These Paintings in Three Dimensions are physical works. Brush strokes float on separated parallel sheets of transparent acrylic to fill space with visual events.
While an art student at the University of California, Berkeley in the early 1970s, Paul Mlyniec set out to develop a three-dimensional painting medium—one that would combine the fluidity of painting with the spatial presence of sculpture and allow artists to mark up space by floating brush strokes in the air with a wave of the hand. It was as much about the painting process as it was about viewing process. After surveying the limited 3D technologies available at the time, he returned to the University to earn a degree in Computer Engineering, and graduated in 1984, just as the computer graphics industry was being born.

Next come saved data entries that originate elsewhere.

PR #1218, opened 2021-07-21
Migrate from Travis to GitHub Actions

### LINKED ISSUE #1129: Migrate from Travis to GitHub Actions
We've been moving away from using Travis for CI across the organization. We've been investing heavily in GitHub Actions instead. We should migrate this repository to use Actions for CI and building Docker images.

Required by #1130.

colekettler:
## Overview

Ports Travis CI config to a GitHub Actions workflow.

### Checklist

## Testing Instructions

 * Verify that the [GitHub Actions CI workflow](https://github.com/azavea/raster-vision/runs/3146625884) passes.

Over the next decade and a half Mlyniec produced award-winning 3D virtual reality software and in 1998 he founded DigitalArtForms to focus his professional efforts exclusively on the development and commercialization of the 3D painting system. In 2003 Digital ArtForms released the world's first commercial immersive modeling system. In 2015 he released an immersive CAD system called MakeVR with HTC and Sixense Entertainment.
Throughout this time Mlyniec has created a varied body of three-dimensional physical paintings—stuffed canvases, canvas-upholstered constructions, plexiglass constructions, and coated found objects. His layered transparent paintings (the Box Paintings) are a common thread throughout these years and are possibly Mlyniec’s most natural expression.